I blinked my confusion back at him.
“I don’t even know your grandmother that well,” Devlin explained, “but she doesn’t seem like the kind of person who’s just going to take something at face value. Everything you told her is technically true, and any research she does into the finer points will be backed up by news articles and the like. But if any aspect of your story falls apart?”
He didn’t finish the thought and, when I allowed myself to consider the long-term implications of what I’d done, I realized that he didn’t need to finish it. Devlin was right. I’d been thinking strictly in the short term when I’d crafted the story for Virginia. But she was never going to forget what I’d said. As long as I was employed by the Lady – and I didn’t expect that to change anytime in the immediate future – I would be in some form of danger. That would necessitate traveling from country to country, participating in a coup here or a massive act of tax fraud there.

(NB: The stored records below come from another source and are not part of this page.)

PR #25187, opened 2025-06-27
dropbear: enable config file

1q23lyc45:


ghost:
> I assume Dropbear uses the same `~/.ssh/config` file and configuration format as OpenSSH?

dropbear didn't support ~/.ssh/config before.
In the 2024 release, this feature is added, but it is disabled by default at compile time, and the path is ~/.ssh/dropbear_config, but the syntax is compatible.

TomJo2000:
Thank you for the clarification, I'll be adding a condensed version of it to the commit message as context.

Issue #25191, opened 2025-06-27
Auto update failing for glslang


termuxbot2:
Hi, I'm Termux 🤖.

I'm here to help you update your Termux packages.

I've tried to update the [glslang](https://github.com/termux/termux-packages/blob/d55f5a3871a7de4c8d18243036ce982f0c8ece33/packages/glslang) package, but it failed.

Here's the output of the update script:
<details>
<summary>Show log</summary>
<pre lang="console">
INFO: Updating glslang [Current version: 15.3.0]
INFO: package being updated to 15.4.0.
Downloading https://github.com/KhronosGroup/glslang/archive/refs/tags/15.4.0.tar.gz
  % Total    % Received % Xferd  Average Speed   Time    Time     Time  Current
                                 Dload  Upload   Total   Spent    Left  Speed

  0     0    0     0    0     0      0      0 --:--:-- --:--:-- --:--:--     0
  0     0    0     0    0     0      0      0 --:--:-- --:--:-- --:--:--     0
  0     0    0     0    0     0      0      0 --:--:-- --:--:-- --:--:--     0

100 4102k    0 4102k    0     0  4367k      0 --:--:-- --:--:-- --:--:-- 4367k

You are about to commit these changes:

--------------------
diff --git a/packages/glslang/build.sh b/packages/glslang/build.sh
index 21480dd3b6..dd60a86d10 100644
--- a/packages/glslang/build.sh
+++ b/packages/glslang/build.sh
@@ -2,9 +2,9 @@ TERMUX_PKG_HOMEPAGE=https://github.com/KhronosGroup/glslang
 TERMUX_PKG_DESCRIPTION="OpenGL and OpenGL ES shader front end and validator"
 TERMUX_PKG_LICENSE="BSD"
 TERMUX_PKG_MAINTAINER="@termux"
-TERMUX_PKG_VERSION="15.3.0"
+TERMUX_PKG_VERSION="15.4.0"
 TERMUX_PKG_SRCURL=https://github.com/KhronosGroup/glslang/archive/refs/tags/${TERMUX_PKG_VERSION}.tar.gz
-TERMUX_PKG_SHA256=c6c21fe1873c37e639a6a9ac72d857ab63a5be6893a589f34e09a6c757174201
+TERMUX_PKG_SHA256=b16c78e7604b9be9f546ee35ad8b6db6f39bbbbfb19e8d038b6fe2ea5bba4ff4
 TERMUX_PKG_DEPENDS="libc++"
[...]

PR #25194, opened 2025-06-27
bump(main/{glslang,libncnn}): 15.4.0, 20250503

robertkirkman:
- Fixes https://github.com/termux/termux-packages/issues/25191

- Minor patch rebasings


robertkirkman:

That was fine. That was, more or less, the lifestyle I’d chosen to live.
But Virginia now knew, from my own lips, that I was living in a very dangerous lifestyle. Even if she kept what I’d told her from my parents and sister, she would be keeping an eye on me in the future. I wouldn’t be able to slip away to deal with issues without attracting her attention and the type of surveillance that only an extremely wealthy, concerned grandmother could bring to bear. And maybe I could slip that surveillance. I’d thrown tails before. But if Virginia ever caught so much as a hint that I’d left out key context, she’d dedicate herself to digging up the truth.
So, I’d have to lie. Or selectively report the truth, whatever. Either way, I’d locked myself into a life of deception. One hiccup could be the thread Virginia needed, in order to start unraveling the whole mess.

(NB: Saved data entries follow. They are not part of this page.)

PR #25197, opened 2025-06-28
bump(main/rust): 1.88.0

truboxl:
Close #25182

PR #25198, opened 2025-06-28
tree-wide: migrate system-`clang` hostbuilds to `clang-19`

robertkirkman:
- After https://github.com/termux/termux-packages/pull/25197, the termux-package-builder docker container will now contain `clang-19`, not `clang-18`, so all instances of `clang-18` and accompanying `-18` program names need to be renamed to `-19` instead.

- It should be noted that there is another kind of `clang`-hostbuild that can be found in termux-packages that uses NDK-`clang` to hostbuild rather than system-`clang`. Those do not have a number appended to their invocations of `clang`, so they are unaffected here and do not need to be modified.

- Introduce new variables `TERMUX_HOST_LLVM_MAJOR_VERSION` and `TERMUX_HOST_LLVM_BASE_DIR` in `scripts/properties.sh` to reduce the number of places where the llvm.org-provided LLVM installation version number needs to be updated to just 1

### DIFF
--- a/scripts/setup-ubuntu.sh
+++ b/scripts/setup-ubuntu.sh
@@ -144,10 +144,7 @@ PACKAGES+=" php-xml"
 PACKAGES+=" composer"
 
 # Needed by package rust.
-PACKAGES+=" libssl-dev" # Needed to build Rust
-PACKAGES+=" llvm-19-dev"
-PACKAGES+=" llvm-19-tools"
-PACKAGES+=" clang-19"
+PACKAGES+=" libssl-dev"
 
 # Needed by librusty-v8
 PACKAGES+=" libclang-rt-17-dev"
@@ -331,22 +328,35 @@ fi
 # Allow 32-bit packages.
 $SUDO dpkg --add-architecture i386
 
+$SUDO apt-get -yq update
+
+# Install jq first, then source properties.sh
+$SUDO env DEBIAN_FRONTEND=noninteractive \
+	apt-get install -yq --no-install-recommends $PACKAGES
+
+. $(dirname "$(realpath "$0")")/properties.sh
+
+LLVM_PACKAGES=""
+
+# Needed by rust and other packages.
+LLVM_PACKAGES+=" llvm-${TERMUX_HOST_LLVM_MAJOR_VERSION}-dev"
+LLVM_PACKAGES+=" llvm-${TERMUX_HOST_LLVM_MAJOR_VERSION}-tools"
+LLVM_PACKAGES+=" clang-${TERMUX_HOST_LLVM_MAJOR_VERSION}"
+
 # Add apt.llvm.org repo to get newer LLVM than Ubuntu provided
 $SUDO cp $(dirname "$(realpath "$0")")/llvm-snapshot.gpg.key /etc/apt/trusted.gpg.d/apt.llvm.org.asc
 $SUDO chmod a+r /etc/apt/trusted.gpg.d/apt.llvm.org.asc
 {
-	echo "deb [arch=amd64] http://apt.llvm.org/noble/ llvm-toolchain-noble-19 main"
+	echo "deb [arch=amd64] http://apt.llvm.org/noble/ llvm-toolchain-noble-${TERMUX_HOST_LLVM_MAJOR_VERSION} main"
 } | $SUDO tee /etc/apt/sources.list.d/apt-llvm-org.list > /dev/null
 
 $SUDO apt-get -yq update
 
 $SUDO env DEBIAN_FRONTEND=noninteractive \
-	apt-get install -yq --no-install-recommends $PACKAGES
+	apt-get install -yq --no-install-recommends $LLVM_PACKAGES
 
 $SUDO locale-gen --purge en_US.UTF-8
 echo -e 'LANG="en_US.UTF-8"\nLANGUAGE="en_US:en"\n' | $SUDO tee -a /etc/default/locale
-
-. $(dirname "$(realpath "$0")")/properties.sh
 
 # Ownership of `TERMUX__PREFIX` must be fixed before `TERMUX_APP__DATA_DIR`
 # if its under it, otherwise `TERMUX__ROOTFS` will not have its ownership fixed.
--- a/packages/nodejs-lts/build.sh
+++ b/packages/nodejs-lts/build.sh
@@ -34,9 +34,9 @@ termux_step_host_build() {
 	local ICU_VERSION=76.1
 	local ICU_TAR=icu4c-${ICU_VERSION//./_}-src.tgz
 	local ICU_DOWNLOAD=https://github.com/unicode-org/icu/releases/download/release-${ICU_VERSION//./-}/$ICU_TAR
-	export CC=/usr/bin/clang-18
-	export CXX=/usr/bin/clang++-18
-	export LD=/usr/bin/clang++-18
+	export CC="$TERMUX_HOST_LLVM_BASE_DIR/bin/clang"
+	export CXX="$TERMUX_HOST_LLVM_BASE_DIR/bin/clang++"
+	export LD="$TERMUX_HOST_LLVM_BASE_DIR/bin/clang++"
 	termux_download \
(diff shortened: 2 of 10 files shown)


twaik:
Probably it will be better to save clang version major in some variable somewhere in the buildsystem and use it in all places touched by this PR. In this case migrating clang version will be more convenient the next time.

robertkirkman:
> Probably it will be better to save clang version major in some variable somewhere in the buildsystem and use it in all places touched by this PR. In this case migrating clang version will be more convenient the next time.

This was discussed previously [here](https://github.com/termux/termux-packages/pull/24528),

~~In my opinion, I would like to (for clang hostbuilding) use clang from NDK but in its GNU/Linux x86_64 mode, `~/.termux-build/_cache/android-r27c-api-24-v1/bin/clang`, anywhere possible, because this would lean more towards the ideal of depending less on `setup-ubuntu.sh` and instead using compilers that are downloaded and managed by termux build scripts, not by Ubuntu maintainers (this has the benefit that they are not tied down to the versions available in Ubuntu and can be bumped to any version by the termux project when necessary).  **That is just my opinion though and licy183 did not agree with that idea**.~~ edit: I was wrong actually the llvm.org-provided LLVM is necessary.

However, it was decided at that time to postpone changing anything and just keep the status quo for the time being. Maybe in this thread, we can discuss options for how to manage clang hostbuilds, and vote on the best option.

robertkirkman:
~~This PR shows what we would do if we keep the status quo again and keep the hardcoded versions in all places.~~

~~IMO it's not that difficult overall to do this, since it's easy to replace `-18` with `-19` with a folder-wide search for `clang-18` and then test the result, but please let me know if I missed any cases of `clang-18` anywhere.~~

I have tested this now locally and all the packages edited here are building successfully in the new (current) docker container with these changes, with the exception of `swift` which has to have a workaround for any local building on computers that have more than 4 CPU cores, as discussed [here](https://github.com/termux/termux-packages/pull/23133#discussion_r1948116857)

robertkirkman:
give me a while to double check whether `swift` can build with this. I think it does but I need to double check something.

thunder-coding:
No need to test nodejs, and nodejs-lts. I've earlier tested their builds with clang-19 for host builds during 8b6a9357f671f4687990bd86b04e4ce4cb90c8b6

licy183:
> In my opinion, I would like to (for clang hostbuilding) use clang from NDK but in its GNU/Linux x86_64 mode, `~/.termux-build/_cache/android-r27c-api-24-v1/bin/clang`, anywhere possible, because this would lean more towards the ideal of depending less on `setup-ubuntu.sh` and instead using compilers that are downloaded and managed by termux build scripts, not by Ubuntu maintainers (this has the benefit that they are not tied down to the versions available in Ubuntu and can be bumped to any version by the termux project when necessary).

Actually this is not possible. Rust must use a specified version of llvm, but the update frequency of NDK cannot keep it up to date. In addition, NDK's clang does not ship libraries like `libllvm`, `libclang` and so on. So no matter what, llvm should exist in the host image.

IMO it is better to use a variable like `TERMUX_HOST_LLVM_BASE_PATH=/usr/lib/llvm-19` in `setup_variables`, and then all `clang`/`clang++` paths can be determined. `clang` will be `$TERMUX_HOST_LLVM_BASE_PATH/bin/clang` and `clang++` will be `$TERMUX_HOST_LLVM_BASE_PATH/bin/clang++`.

finagolfin:
> give me a while to double check whether swift can build with this.

Swift will be fine no matter which host clang you use, as it only uses the host clang to build its own modified clang and Swift compiler, then uses those to cross-compile the rest of its runtime libraries and toolchain for Android.

robertkirkman:
I agree with licy183. The llvm.org-provided LLVM needs to keep being used, but a variable should be added to store the actual location of the LLVM installation, `/usr/lib/llvm-19`. This way the number of places where the number needs to be changed with each update is reduced to just 2. I have changed it to be like this and tested it, it works.

robertkirkman:
Actually, I thought of another way to do it that seems to allow the number to be changed in only 1 place, and fully propagate to all places it has been needing to be replaced after every hostbuild LLVM update.

Since `properties.sh` _is_ shared already between `build-package.sh` and `setup-ubuntu.sh`, putting the version in a variable in `properties.sh` should allow it to be reliably consistent between the docker image and all build scripts.

It also looks appropriate to me for it to be there very closeby to the global versions and installation locations set for both Android NDK and host OpenJDK.

@truboxl would you think it's ok to do it this way? this would change the way `llvm-config` is found by `rust`, in order to try to abstract its hardcoded version number to be unified with everything else.

robertkirkman:
> Probably it will be better to save clang version major in some variable somewhere in the buildsystem and use it in all places touched by this PR. In this case migrating clang version will be more convenient the next time.

@twaik also I agree with this now so the way I've changed it to be now is like what you said.

scripts/setup-ubuntu.sh
```diff
@@ -1,6 +1,8 @@
 #!/usr/bin/env bash
 set -e -u
 
+. $(dirname "$(realpath "$0")")/properties.sh
```
licy183: This will not work as intended. `properties.sh` requires `jq`, and `jq` is installed in `setup-ubuntu.sh`.

robertkirkman: You are correct, but in this case, doesn't that not matter because the command `jq` is only needed for the variables `TERMUX_PACKAGES_DIRECTORIES`, `TERMUX_REPO_URL`, `TERMUX_REPO_DISTRIBUTION` and `TERMUX_REPO_COMPONENT`, and doesn't `setup-ubuntu.sh` not require any of those variables?

I tested with `cd scripts && docker build .` and it said `Successfuly built` for the docker image, with no errors.

robertkirkman: Actually what's strange is, it worked perfectly and didn't once show `jq: command not found`.

If you test this version, for you does this docker build complete successfully and not have any `jq` error?

robertkirkman: Yes I don't understand why it won't fail when I test it, but you are right, some other way should be used that doesn't require `jq` at that part. I will try to make a way.

robertkirkman: Ok, now I have replaced it with a version that doesn't source `properties.sh` in the wrong place and is also working. Does this look good now?

scripts/setup-ubuntu.sh
```diff
@@ -331,23 +328,36 @@ fi
 # Allow 32-bit packages.
 $SUDO dpkg --add-architecture i386
 
+$SUDO apt-get -yq update
+
+# Install jq first, then source properties.sh
+$SUDO env DEBIAN_FRONTEND=noninteractive \
+	apt-get install -yq --no-install-recommends $PACKAGES
```
robertkirkman, line 335: if double quote symbols are placed around `$PACKAGES` here, it doesn't work, and that's why it was like that, so I have kept it without double quote symbols

scripts/setup-ubuntu.sh
licy183: Thanks for looking into this. It looks good to me.

truboxl:
Do not use [no ci], use %ci:no-build

robertkirkman:
Yes I will, thanks for pointing it out,

thank you tomio for recently adding documentation of these tags to the wiki: 
https://github.com/termux/termux-packages/wiki/Building-packages/_compare/dd17b56ca36510a8fa6e57eef60a2ffe6c2ee863...898592b485ada45e3290c33a730f8eba61a1f7a8

truboxl (approved):

robertkirkman:
There are now PRs which depend on this PR before they can successfully build in CI,

- https://github.com/termux/termux-packages/pull/25205
- https://github.com/termux/termux-packages/pull/25206

also I have now confirmed locally that `swift` can build with this when its workaround is applied, and there are three approves, so I will merge this now,

if any additional packages are found that need to be patched for `clang-19` then please ping me and I can make another PR to finish those.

Some aspect of my dawning comprehension must have registered on my face, because Devlin stepped closer to me and laid a hand on my shoulder. “Maybe it’s not going to be that bad,” he said soothingly. “Maybe we’ll wrap things up with the Lady and the Magi, and you can go back to the civilian life.”
That was a possibility, albeit a slim one. Something about that line of thought bothered me, though. I couldn’t quite put my finger on it, but the idea of abandoning the team felt…wrong.
I spent a few moments attempting to pin down the origin of that odd sensation. When no answer presented itself, I sighed and shook my head. “We’re still on the clock,” I said to Devlin. “Let’s get changed and deal with the mess in front of us before it gets out of hand. The last thing we need is Virginia thinking that I need a professional team of bodyguards every time I leave her sight.”
“Do you think she’d really do that?”
“I didn’t think she’d get involved with someone a quarter her age,” I said. “So I’m putting a temporary kibosh on any speculation or assumptions.”
Devlin couldn’t quite conceal a chuckle, which almost certainly meant he’d intended me to see it. Instead of getting irritated, I felt a smile appear on my face in response. Temporarily uplifted, the two of us entered the mansion and headed to our respective rooms to change out of formal wear and into more casual attire.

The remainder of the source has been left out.